Director Lonny Price ("Master Harold ... and the Boys" and "A Class Act") worked with McDonald in the 2007 revival of the musical "110 in the Shade." They have been developing the "Lady Day" musical for more than two years.

"The play is a great exploration of the African-American experience in the first half of the last century. Billie Holiday had a very Dickensian kind of upbringing. She was raped at 10, worked in a whorehouse, had terrible addiction issues and was sent to jail for a year cold turkey to get off drugs," he explained.

Price was intrigued by the dichotomy of the great star, who influenced so many people and was loved by so many, and who had a terrible life yet was able to survive through her music.

"She loved to sing, and that was the thing that really grounded her," he said. "I have also been attracted to people who survive without self pity.
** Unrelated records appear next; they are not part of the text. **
PR #1925, opened 2018-02-14
elf: cache crawled files

sergiusens:
LP: #1746607

-----

### DIFF
--- a/snapcraft/internal/elf.py
+++ b/snapcraft/internal/elf.py
@@ -50,6 +50,27 @@ else:
     _INTERP = b'.interp'
 
 
+class SonameCache:
+    """A cache for sonames."""
+    def __getitem__(self, key):
+        return self._soname_paths[key]
+
+    def __setitem__(self, key, item):
+        self._soname_paths[key] = item
+
+    def __contains__(self, key):
+        return key in self._soname_paths
+
+    def __init__(self):
+        """Initialize a cache for sonames"""
+        self._soname_paths = dict()  # type: Dict[str, str]
+
+    def reset(self):
+        """Reset the cache values that are empty."""
+        self._soname_paths = {k: v for (k, v) in self._soname_paths
+                              if v is not None}
+
+
 class NeededLibrary:
     """Represents an ELF library version."""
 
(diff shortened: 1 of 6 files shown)


snapcraft/internal/elf.py
```diff
@@ -513,6 +534,10 @@ def get_elf_files(root: str,
     """
     elf_files = set()  # type: Set[ElfFile]
 
+    # We need to reset the empty soname cache entries in case they are provided
+    # by a new set of root files
+    reset_soname_paths(only_none=True)
```
kalikiana: How about calling the argument `empty_entries_only`? That's the wording used in the comment and much more descriptive to my mind than referring to how it's implemented.

kalikiana: How about calling the argument `empty_entries_only`? That's the wording used in the comment and much more descriptive to my mind than referring to how it's implemented.

snapcraft/internal/elf.py
```diff
@@ -89,8 +89,25 @@ def __init__(self, *, soname: str, path: str, root_path: str,
             self.in_base_snap = False
 
 
+_soname_paths = dict()  # type: Dict[str, str]
```
kyrofa: Global state tends to bite us. Would this be better as a class instead?

snapcraft/internal/elf.py
kyrofa: Or consider flipping the logic. Most calls only want to remove the `None` entries. The only one that wants a complete reset is a test. Perhaps that call should be the one to include a "special" option.

kyrofa:
Time to prime ros-talker-listener looks much better now indeed:

real	1m51.336s
user	1m23.128s
sys	0m18.288s

snapcraft/internal/elf.py
sergiusens: sounds good.

snapcraft/internal/elf.py
sergiusens: I can work something out

sergiusens:
this must be a special day, adt passed on the first run, but travis did not :-P

sergiusens:
ooh, lxd failure, showing up in all the tests on travis

kyrofa:
> this must be a special day, adt passed on the first run, but travis did not :-P

Haha, I poked Travis like four times, too, because the error was so odd.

She was that person."

To capture Holiday's essence and that memorable performance, the audience will be taken back to 1959 — to that Philadelphia bar that playwright Lanie Robertson found so haunting when a lover who had been there described it to him.

"I carried that for a long time and began listening to her music," said Robertson, whose plays include "Back County Crimes" and "Nasty Little Secrets."

"I thought that I heard, almost sub rosa (privately) in the music, the joy and pain of her life and (had) to put that on the stage in one performance, that she is trying to get through the night."

Robertson believes that despite her drug addiction, alcoholism and abusive relationships, Holiday was never a victim.

"She was triumphant in her music, in her insistence on singing the way she felt and feeling the song in order to sing it," he said.